Он присел на лопасть и показал Ярцеву на место рядом.

— У меня странно вышло. Всю жизнь завидовал морякам, мечтал о море, а вот вырвался только к сорока годам. Мне казалось, что если вы, моряки, вынуждены жить в крайних условиях, в вас должны проявляться какие-то особые ценности. Нет земли под ногами, цветов, деревьев. В железной коробке заперты. Без семьи, без близких. Детей не видеть по нескольку месяцев, и даже не своих, просто детей, мне от этого труднее всего… А флот у нас громадный, суда ходят, рыба ловится. Значит, что? — все хорошо у нас. Люди преодолели ущерб, они стали сильнее, богаче. Я, собственно, затем и пошел в море, чтобы помочь…

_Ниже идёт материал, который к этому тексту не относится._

Issue #3008, opened 2019-04-25
Expose user details endpoint to log in users


matthewma7:
At this moment, [the `user/details` endpoint is limited to only admin users.](https://github.com/girder/girder/blob/master/girder/api/v1/user.py#L212)
But I don't see why since anonymous users were able to list all user.
(only logged-in user can list users now. https://github.com/girder/girder/pull/2978)

Expected result: Open the user details user open to any logged-in user. 

PS: This girder/girder_web_components#119 would use this.

brianhelba:
The reason is that since `User` is an `AccessControlledModel`, it's non-trivial to count the total number of apparent users that a given non-admin requester is able to see.

However, since `user/details` was first added, we now have `findWithPermissions`. If you can use `User.findWithPermissions` to generate the counts, you should be able to allow non-admins to call the endpoint.

brianhelba:
To clarify, typically, all users are `public=True` and therefore are all visible. However, plugins make it possible to have a `public=False` private user, so the `user/details` endpoint shouldn't dig us further into the assumption that all users are always public.

matthewma7:
Thank you @brianhelba for explaining the background.
Ok, cool, I'll update the existing code to do so.

Issue #3009, opened 2019-04-25
Add a collection details endpoint


matthewma7:
We have `folder/{id}/details`, `collection/{id}/details`, `user/{id}/details`, `user/details`, the only thing missing is `collection/details`, which would return the total number of collections.
It would be very similar to https://github.com/girder/girder/blob/master/girder/api/v1/user.py#L217-L219

PS: This girder/girder_web_components#119 would use this.

PR #3012, opened 2019-04-25
Add and improve details endpoints

matthewma7:
This PR improve `user/details` endpoint and add a new `collection/details` endpoint.

Resolve https://github.com/girder/girder/issues/3008 https://github.com/girder/girder/issues/3009

### DIFF
--- a/tests/cases/collection_test.py
+++ b/tests/cases/collection_test.py
@@ -404,3 +404,20 @@ class CollectionTestCase(base.TestCase):
         # Changes should have been saved to the database
         coll = collModel.load(coll['_id'], force=True)
         self.assertEqual(acl, coll['access'])
+
+    def testCollectionsDetails(self):
+        """
+        Test that the collections count is correct.
+        """
+        Collection().createCollection('private collection', public=False)
+        resp = self.request(path='/collection/details', user=self.admin, method='GET')
+        self.assertStatusOk(resp)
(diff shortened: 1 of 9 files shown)


tests/cases/collection_test.py
```diff
@@ -404,3 +404,20 @@ def testMissingAclRefs(self):
         # Changes should have been saved to the database
         coll = collModel.load(coll['_id'], force=True)
         self.assertEqual(acl, coll['access'])
+
+    def testCollectionsDetails(self):
```
zachmullen: New test cases should be implemented in pytest rather than the old unittest suite. Could you move this case over there?

matthewma7: Ah, I didn't know that. I'll move it.

matthewma7: Hm, I think I didn't find much-existing pytests to learn from. I am not so familar to move this test with a new test framework. Is that ok to have it here this time? If not, I can ask someone to help me take a look offline.

zachmullen: I just pushed a commit to this branch that moves the test case to pytest. I wanted to parametrize over two fixtures, so had to hack that a bit using another fixture, due to limitations of pytest. There may be a more clever way to do it, but I couldn't figure out how to essentially pass a fixture as a parametrized argument.

matthewma7: Thank you! I'll merge this now.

Ярцев слушал его внимательно, вдруг что-то произошло, у помполита все так же шевелились губы, менялось выражение лица, но звук пропал, как бывает в фильме. Камера сместилась, приближая с дальнего плана дивную златокудрую фигуру, словно вынесенную на палубу из сверкающего, насыщенного жизнью моря. Выгибая ступню, она сделала шаг, невесомо, словно по воздуху, передвигая стройное тело, движением головы откинула назад волосы, поманила кого-то поднятой рукой.